#### WHAT THIS TASK INVOLVES
Your answer should be one number: the count of lines below that contain "path".

╭──

PR #7799, opened 2021-06-15
comprehension/display-rule-names-in-reports

anathomical:
## WHAT
Display the rule name in Session reports
## WHY
The current report only displays the rule UID which makes it hard to know if it's actually the right rule or not
## HOW
It's a bit hacky, but we now load all Rules for the activity on this page, and then look them up by Rule UID when reporting on a specific session.  It's relatively non-performant (adding 10 seconds in testing), but it works and we should be able to optimize that query at a later date.

### Notion Card Links
https://www.notion.so/quill/Add-the-rule-name-to-the-feedback-sessions-page-cf8a6788ba794b6889f4fba1cebf8163

PR Checklist | Your Answer
------------ | -------------
Have you added and/or updated tests? |  No tests around this content


emilia-friedberg (approved):

services/QuillLMS/client/app/bundles/Staff/components/comprehension/activitySessions/sessionView.tsx
```diff
@@ -20,12 +21,34 @@ const SessionView = ({ match }) => {
...
+    queryFn: fetchRules
+  });
+
   // cache session data for updates
   const { data: sessionData } = useQuery({
     queryKey: [`activity-${activityId}-session-${sessionId}`, sessionId],
     queryFn: fetchActivitySession
   });
 
+  if(!rulesData) {
```
eadams17: instead of doing this, you can just do `if(!rulesData && !sessionData)` on line 52 to consolidate

services/QuillLMS/client/app/bundles/Staff/components/comprehension/activitySessions/sessionView.tsx
```diff
@@ -78,13 +102,13 @@ const SessionView = ({ match }) => {
       <Switch>
         <Redirect exact from='/activities/:activityId/activity-sessions/:sessionId' to='/activities/:activityId/activity-sessions/:sessionId/overview' />
         {/* eslint-disable-next-line react/jsx-no-bind */}
-        <Route component={() => <SessionOverview activity={activity} sessionData={sessionData} />} path='/activities/:activityId/activity-sessions/:sessionId/overview' />
+        <Route component={() => <SessionOverview activity={activity} rules={rules} sessionData={sessionData} />} path='/activities/:activityId/activity-sessions/:sessionId/overview' />
```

╰──

#### RESULT OF THE TASK
2